I'm going to ride this train as long as I can and make the most of it. The Cigar Illusion is my journey in craftsmanship, I came up with it, developed it and I'm still refining it. Even if it gets copied or massed produced in China (and yes that would hurt) I will still hold on to the unique craftsmanship that I am proud of which took many hours of pure delight in creating something in the shop. That can't be taken away by a tutorial or copycats. My business certainly could be affected, but my pride in my own work will remain.

Take pride in your own work. If you want to share it, share it. If it's a "secret recipe" and you want to spoil it, (It seems clear that is not the intent) then that's the kind of person you are and you'll likely get the drama you seek. There is no shortage of drama seekers on this sight. Im a drama king  sometimes on here and I have to step back and cool my jets for a while. Just mention the "Best of IAP" to me and I have to go clamp my lips shut.

I had a professional woodturner tell me that he thought the forums were made up of "bottom dwellers." I don't think the IAP is a bunch of "bottom dwellers" but there are definitely some on here who are. Welcome to online forums. The very fact that someone would post and ask if toes would be stepped on proves that there are quality poeple here in the IAP.

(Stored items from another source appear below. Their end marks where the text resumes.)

PR #3409, opened 2022-11-18
help buttons

### LINKED ISSUE #3322: Add a help button to each page/tab of the Preferences
### Discussed in https://github.com/rancher-sandbox/rancher-desktop/discussions/3273

<div type='discussions-op-text'>

<sup>Originally posted by **jandubois** October 24, 2022</sup>
We want to add a direct link from each Preference page to their documentation. It should be similar to how this is done in macOS System Preferences:

Screen Shot 2022-10-24 at 3 30 36 PM

Every settings page has a help icon (an inverted question mark inside a filled circle) that directly opens the corresponding help page.

In macOS the icon location jumps around between the lower right and lower left corners. I'm not sure if there is a system behind it; so far it looks it is on the right on the main page, and on the left if this is inside another dialog on top of the page. Some information is in the Apple developer documentation for [help buttons](https://developer.apple.com/design/human-interface-guidelines/components/menus-and-actions/buttons/#help-buttons).

Longer term we want to have this icon everywhere, so also on main app window pages, and maybe even in dialogs:

Screen Shot 2022-10-24 at 11 44 48 AM

This help icon should also be used to link to help topics from diagnostics (instead of the "link to external site" icon we currently use.</div>

torchiaf:
Fixes #3322

image


ericpromislow:
Some of the Help buttons should have more specific actions:

On the `Container Engine` page, pressing Help should go to `https://docs.rancherdesktop.io/#container-management`, not just `https://docs.rancherdesktop.io/`.

Similarly, pressing `Help` on the Kubernetes page should go to `https://docs.rancherdesktop.io/#kubernetes`

ericpromislow (changes requested):
Links need to be finished. Haven't looked at code style or other questionable things yet.

pkg/rancher-desktop/components/Help.vue
```diff
@@ -0,0 +1,104 @@
...
+import { shell } from 'electron';
+import Vue from 'vue';
+import { mapState } from 'vuex';
+
+export default Vue.extend({
+  name:       'help',
+  props:      {
+    defaultUrl: {
+      type:     String,
+      default:  null,
```
ericpromislow, line 11: Maybe it's me, but I think `defaultUrl` should actually have a default value that does something reasonable, even if it's `https://docs.rancherdesktop.io/` and we have to manually update it.

pkg/rancher-desktop/components/Help.vue
```diff
@@ -0,0 +1,104 @@
...
+    },
+  },
+});
+</script>
+
+<template>
+  <div class="help-button">
+    <button
+      v-tooltip="{
+        content: pageUrl ? tooltip : null,
```
ericpromislow, line 38: I would move this expression to a `computed` method as well, and also map an empty string to `null`, with the assumption that an empty string tooltip still looks like a tooltip, but a `null` tooltip doesn't show up. Just guessing here though.

pkg/rancher-desktop/components/Help.vue
```diff
@@ -0,0 +1,104 @@
...
+        placement: 'right'
+      }"
+      class="btn role-fab ripple"
```
ericpromislow, line 41: Please add a comment that "fab" stands for "Floating Action Button" (I had to search, don't want others to as well).

ericpromislow (changes requested):
Not finished

pkg/rancher-desktop/components/Help.vue
torchiaf: Hi Eric, the default value is `null` here because I wanted to implement a case when the link button should be disabled:
https://github.com/rancher-sandbox/rancher-desktop/blob/a02b515ba62582d8959c2d3d64a0c39f3620556e/pkg/rancher-desktop/components/Help.vue#L20-L22
https://github.com/rancher-sandbox/rancher-desktop/blob/a02b515ba62582d8959c2d3d64a0c39f3620556e/pkg/rancher-desktop/components/Help.vue#L49-L51

If I put a valid string (url), this mechanism no longer works. Imo, this way is more flexible also.

torchiaf:
> Not finished

Thanks for the review @ericpromislow .
We decided to push a temporary version of the Help buttons until the docs are restructured and a new version with 1:1 sections with preferences tab is provided.

pkg/rancher-desktop/components/Help.vue
torchiaf: Fixed.

pkg/rancher-desktop/components/Help.vue
torchiaf: Fixed.

pkg/rancher-desktop/config/help.ts
```diff
@@ -0,0 +1,8 @@
+class HelpImpl {
+  url(key: string | undefined): string {
+    // ToDo , to map urls with key
```
ericpromislow, line 3: Tiny quibble, this should be `// TODO: to map URLs with key` 
to be consistent with all the other `TODO`s.

ericpromislow (changes requested):
Just fix the TODO-comment and it's good.

pkg/rancher-desktop/config/help.ts
torchiaf: fixed!

pkg/rancher-desktop/components/Help.vue
```diff
@@ -0,0 +1,110 @@
...
+        disabled: !helpUrl
+      }"
+      @click="openUrl"
+    >
+      <span
+        class="icon icon-question-mark"
+        :class="{
+          disabled: !helpUrl
+        }"
+      />
```
rak-phillip, line 55: NOTE: The design of this looks very similar to `pkg/rancher-desktop/components/Preferences/ButtonOpen.vue`. We will want to consider if it makes sense to extract out to a generic component that can be used by others if this is a pattern that we find ourselves using more often in the future.

ericpromislow (approved):
LGTM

Thanks for the opportunity to share my view.  Now get out there and be creative!  Think a new thought.


----------



## ugrad

I would love to see a tuturial on the cigar pen just as much as any other pen, I would really like to make one, but I just can't see myself making them on a regular basis.

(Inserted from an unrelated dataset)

PR #3416, opened 2022-11-18
Fix lint errors that somehow made it into main

jandubois:


mook-as (approved):
:rubberstamp:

They are great looking pens and I was surprised at the prices on your website, I honestly thought they would be $100ish more, than the prices displayed.

Regards
Peter


----------



## ironman123

Martin, thank you for your comments on this topic.

Ray


----------



## beck3906

plantmanSounds to me like everyone else does all the hard work for you and you just turn it round and make the profit. Where are you progressing on that path??? 
 
I don't even know what your turnings look like since you have ZERO in the photo section. [/quote said:
			
		

> Jim S.
> 
> I looked at your photo album and see some really cool things. Since I don't have a lot of time to innovate due to my full-time job, I'm always looking for folks with blanks for sale.
> 
> Do you want to sell any of your ideas? I believe I could make a few bucks off your ideas.


----------



## Haynie

This horse seems to have been ground up and sold to Ikea.


----------



## beck3906

I'm being very serious.  I would consider buying some of his blanks if the price is right.  I was hoping he would read this and respond


----------



## beck3906

Who knows, he had a few that could go to some of our vendors


----------



## Waluy

MartinPens said:


> Bill,
> I haven't shared my methods, so no one is posting my exact methods. I guess from another post, I'm the elephant. : )




Martin,
Not to hijack the thread at all but I just saw your cigar replicas for the first time (I am still really new to turning and the IAP forum) and I have to say they look amazing.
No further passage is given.